Your assignment – Return only the lines running from the first line of the listing through the one with "energy cutoffs when", unchanged.
*** Begin section ***
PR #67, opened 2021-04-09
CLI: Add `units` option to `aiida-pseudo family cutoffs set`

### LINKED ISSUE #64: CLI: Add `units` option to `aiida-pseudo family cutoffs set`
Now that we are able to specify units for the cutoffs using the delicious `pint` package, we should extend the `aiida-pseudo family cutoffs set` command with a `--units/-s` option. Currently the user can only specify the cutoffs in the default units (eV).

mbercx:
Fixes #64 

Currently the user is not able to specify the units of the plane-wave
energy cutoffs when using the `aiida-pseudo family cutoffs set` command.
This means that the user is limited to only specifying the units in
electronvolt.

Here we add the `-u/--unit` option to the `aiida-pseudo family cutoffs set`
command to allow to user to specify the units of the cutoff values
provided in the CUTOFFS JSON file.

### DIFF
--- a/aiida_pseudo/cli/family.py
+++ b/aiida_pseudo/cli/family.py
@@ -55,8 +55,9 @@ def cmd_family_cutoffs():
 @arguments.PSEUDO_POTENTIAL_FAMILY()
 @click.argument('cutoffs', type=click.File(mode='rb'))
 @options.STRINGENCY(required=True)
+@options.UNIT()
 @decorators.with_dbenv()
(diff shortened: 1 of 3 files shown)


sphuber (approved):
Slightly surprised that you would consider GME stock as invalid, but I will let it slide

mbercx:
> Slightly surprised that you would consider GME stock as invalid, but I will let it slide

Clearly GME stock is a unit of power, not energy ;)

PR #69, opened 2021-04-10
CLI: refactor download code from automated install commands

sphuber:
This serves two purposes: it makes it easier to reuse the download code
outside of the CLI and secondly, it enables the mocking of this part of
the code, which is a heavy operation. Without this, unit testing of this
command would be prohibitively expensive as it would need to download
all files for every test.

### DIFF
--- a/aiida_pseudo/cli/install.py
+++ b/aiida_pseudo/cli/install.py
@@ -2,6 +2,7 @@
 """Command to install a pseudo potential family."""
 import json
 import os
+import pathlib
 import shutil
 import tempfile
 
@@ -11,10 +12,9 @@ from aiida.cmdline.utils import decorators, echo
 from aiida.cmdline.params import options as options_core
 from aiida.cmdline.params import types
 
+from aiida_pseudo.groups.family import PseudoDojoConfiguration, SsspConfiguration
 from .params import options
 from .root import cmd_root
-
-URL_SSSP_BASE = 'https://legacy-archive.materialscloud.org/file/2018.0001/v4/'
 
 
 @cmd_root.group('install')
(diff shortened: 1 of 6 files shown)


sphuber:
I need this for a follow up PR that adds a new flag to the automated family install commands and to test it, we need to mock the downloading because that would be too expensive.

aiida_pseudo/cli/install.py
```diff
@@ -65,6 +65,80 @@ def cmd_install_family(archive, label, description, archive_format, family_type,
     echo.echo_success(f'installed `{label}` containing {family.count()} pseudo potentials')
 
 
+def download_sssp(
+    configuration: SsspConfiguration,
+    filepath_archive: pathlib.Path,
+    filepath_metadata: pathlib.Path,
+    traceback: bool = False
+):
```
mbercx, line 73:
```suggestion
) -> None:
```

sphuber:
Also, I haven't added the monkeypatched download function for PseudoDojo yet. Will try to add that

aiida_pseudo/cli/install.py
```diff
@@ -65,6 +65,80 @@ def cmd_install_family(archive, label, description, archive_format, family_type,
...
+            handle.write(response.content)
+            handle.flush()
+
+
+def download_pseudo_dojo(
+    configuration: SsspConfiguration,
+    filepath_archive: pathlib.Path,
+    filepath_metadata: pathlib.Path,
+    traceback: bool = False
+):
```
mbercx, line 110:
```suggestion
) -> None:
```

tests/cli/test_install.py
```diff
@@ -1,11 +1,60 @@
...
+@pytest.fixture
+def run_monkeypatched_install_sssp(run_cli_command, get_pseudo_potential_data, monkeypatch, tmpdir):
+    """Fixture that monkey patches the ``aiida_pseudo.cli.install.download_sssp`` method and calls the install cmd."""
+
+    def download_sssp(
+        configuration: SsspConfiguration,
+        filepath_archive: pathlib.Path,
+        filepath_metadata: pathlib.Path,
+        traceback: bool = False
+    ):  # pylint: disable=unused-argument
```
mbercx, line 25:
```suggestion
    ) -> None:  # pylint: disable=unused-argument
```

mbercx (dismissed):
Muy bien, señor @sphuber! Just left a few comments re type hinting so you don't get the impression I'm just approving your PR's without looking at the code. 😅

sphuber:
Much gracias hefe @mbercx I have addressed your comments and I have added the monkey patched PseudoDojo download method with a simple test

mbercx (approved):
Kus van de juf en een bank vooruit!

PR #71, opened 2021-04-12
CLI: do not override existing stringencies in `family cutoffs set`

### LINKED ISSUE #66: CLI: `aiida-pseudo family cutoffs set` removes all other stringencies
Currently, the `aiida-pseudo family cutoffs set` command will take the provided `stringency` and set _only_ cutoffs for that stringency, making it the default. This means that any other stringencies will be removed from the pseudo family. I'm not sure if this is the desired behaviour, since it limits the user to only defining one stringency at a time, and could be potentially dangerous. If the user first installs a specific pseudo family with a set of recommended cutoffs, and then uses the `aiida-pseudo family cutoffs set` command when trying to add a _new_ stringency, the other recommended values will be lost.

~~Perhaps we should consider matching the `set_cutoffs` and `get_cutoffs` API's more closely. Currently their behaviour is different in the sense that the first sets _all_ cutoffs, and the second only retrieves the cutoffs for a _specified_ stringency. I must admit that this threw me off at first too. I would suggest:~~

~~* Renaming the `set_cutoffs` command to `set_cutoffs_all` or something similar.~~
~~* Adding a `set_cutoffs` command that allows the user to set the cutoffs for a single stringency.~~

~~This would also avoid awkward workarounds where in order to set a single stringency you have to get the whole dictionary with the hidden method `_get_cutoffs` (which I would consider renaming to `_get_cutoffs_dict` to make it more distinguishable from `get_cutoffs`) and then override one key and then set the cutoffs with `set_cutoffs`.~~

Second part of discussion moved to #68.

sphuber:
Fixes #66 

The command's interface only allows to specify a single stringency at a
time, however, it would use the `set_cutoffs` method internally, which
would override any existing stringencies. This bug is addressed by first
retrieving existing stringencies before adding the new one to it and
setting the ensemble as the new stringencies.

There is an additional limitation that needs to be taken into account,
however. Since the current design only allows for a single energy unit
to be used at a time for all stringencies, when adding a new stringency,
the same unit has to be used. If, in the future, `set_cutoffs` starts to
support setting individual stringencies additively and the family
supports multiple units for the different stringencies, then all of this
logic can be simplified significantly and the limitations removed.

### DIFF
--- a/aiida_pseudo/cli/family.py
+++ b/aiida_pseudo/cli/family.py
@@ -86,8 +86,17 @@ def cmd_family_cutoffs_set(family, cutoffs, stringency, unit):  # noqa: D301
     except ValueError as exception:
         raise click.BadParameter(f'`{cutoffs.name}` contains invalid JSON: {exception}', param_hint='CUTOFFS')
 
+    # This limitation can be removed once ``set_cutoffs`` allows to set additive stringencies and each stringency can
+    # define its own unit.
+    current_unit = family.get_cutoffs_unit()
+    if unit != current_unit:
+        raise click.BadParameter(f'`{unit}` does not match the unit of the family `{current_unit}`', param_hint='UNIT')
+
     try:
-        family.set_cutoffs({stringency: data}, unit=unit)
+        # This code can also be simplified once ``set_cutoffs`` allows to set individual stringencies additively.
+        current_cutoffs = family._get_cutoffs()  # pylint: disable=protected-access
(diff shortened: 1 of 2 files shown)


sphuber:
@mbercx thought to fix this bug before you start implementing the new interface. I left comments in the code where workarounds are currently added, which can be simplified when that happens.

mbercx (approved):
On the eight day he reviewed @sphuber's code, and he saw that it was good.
*** End section ***
Your response –
PR #67, opened 2021-04-09
CLI: Add `units` option to `aiida-pseudo family cutoffs set`

### LINKED ISSUE #64: CLI: Add `units` option to `aiida-pseudo family cutoffs set`
Now that we are able to specify units for the cutoffs using the delicious `pint` package, we should extend the `aiida-pseudo family cutoffs set` command with a `--units/-s` option. Currently the user can only specify the cutoffs in the default units (eV).

mbercx:
Fixes #64 

Currently the user is not able to specify the units of the plane-wave
energy cutoffs when using the `aiida-pseudo family cutoffs set` command.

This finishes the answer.